PR #743, opened 2026-08-07
fix(preflight): reject changes to skipped phases with --start-from

### LINKED ISSUE #657: using `--start-from` does not check for changes in other phases
### Describe the bug

Using the `--start-from` flag skips the check that changes to phases not being included have been made.

i.e.: If I made a change to the kubernetes phase and run `furyctl apply --start-from distribution` it will apply the distribution and plugin phases and the change to the kubernetes phase will be "lost".

### To Reproduce

1. Create a cluster
2. Make a change to the configuration of a phase (i.e. kubernetes)
3. Run apply with --start-from set to a phase afterwards the one you made the change (i.e. distribution)
4. See that the apply does not detect that changes to the kubernetes phase have been made and moves on, writing the update configuration to the secret in the cluster, so next time the diff won't show that the change has not been applied.

### Expected behavior

furyctl apply should stop as it does when you run an apply without the --start-from flag and changes to phases not being applied.

### Software versions

Bug is present in all latest versions of furyctl.

### Additional context

Probably the bug is in this check done in the preflight:
https://github.com/sighupio/furyctl/blob/a8c8e51b762be3fc4507c6260e42b145b54db08d/internal/apis/kfd/v1alpha2/onpremises/create/preflight.go#L204

(Linking only onprem but the same applies to ekscluster and kfddistribution)

ralgozino:
### Summary 💡

`furyctl apply --start-from <phase>` did not look for changes to the phases before the selected one. The apply skipped those changes and then wrote the new configuration to the cluster secret. As a result the change was lost, and the next `furyctl diff` did not show it as pending.

Closes #657

Relates: 
- #744

### Description 📝

The preflight check that stops an apply with changes to phases that will not be applied ran only for the `--phase` flag:

```go
if p.phase != cluster.OperationPhaseAll && !p.upgradeEnabled {
```

The value of `--start-from` never got to `PreFlight`. It arrives as an argument of `ClusterCreator.Create(startFrom, ...)`, and the constructor of the preflight got called without it. All four kinds have the same block, **so all four had the fault**.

────────────────

Transcribe each record above exactly. Skip none.

## Response for this exercise
PR #743, opened 2026-08-07
fix(preflight): reject changes to skipped phases with --start-from

### LINKED ISSUE #657: using `--start-from` does not check for changes in other phases
### Describe the bug

Using the `--start-from` flag skips the check that changes to phases not being included have been made.

i.e.: If I made a change to the kubernetes phase and run `furyctl apply --start-from distribution` it will apply the distribution and plugin phases and the change to the kubernetes phase will be "lost".

### To Reproduce

1. Create a cluster
2. Make a change to the configuration of a phase (i.e. kubernetes)
3. Run apply with --start-from set to a phase afterwards the one you made the change (i.e. distribution)
4. See that the apply does not detect that changes to the kubernetes phase have been made and moves on, writing the update configuration to the secret in the cluster, so next time the diff won't show that the change has not been applied.

### Expected behavior

furyctl apply should stop as it does when you run an apply without the --start-from flag and changes to phases not being applied.

### Software versions

Bug is present in all latest versions of furyctl.

### Additional context

Probably the bug is in this check done in the preflight:
https://github.com/sighupio/furyctl/blob/a8c8e51b762be3fc4507c6260e42b145b54db08d/internal/apis/kfd/v1alpha2/onpremises/create/preflight.go#L204

(Linking only onprem but the same applies to ekscluster and kfddistribution)

ralgozino:
### Summary 💡

`furyctl apply --start-from <phase>` did not look for changes to the phases before the selected one. The apply skipped those changes and then wrote the new configuration to the cluster secret. As a result the change was lost, and the next `furyctl diff` did not show it as pending.

Closes #657

Relates: 
- #744

### Description 📝

The preflight check that stops an apply with changes to phases that will not be applied ran only for the `--phase` flag:

```go
if p.phase != cluster.OperationPhaseAll && !p.upgradeEnabled {
```

The value of `--start-from` never got to `PreFlight`. It arrives as an argument of `ClusterCreator.Create(startFrom, ...)`, and the constructor of the preflight got called without it. All four kinds have the same block, **so all four had the fault**.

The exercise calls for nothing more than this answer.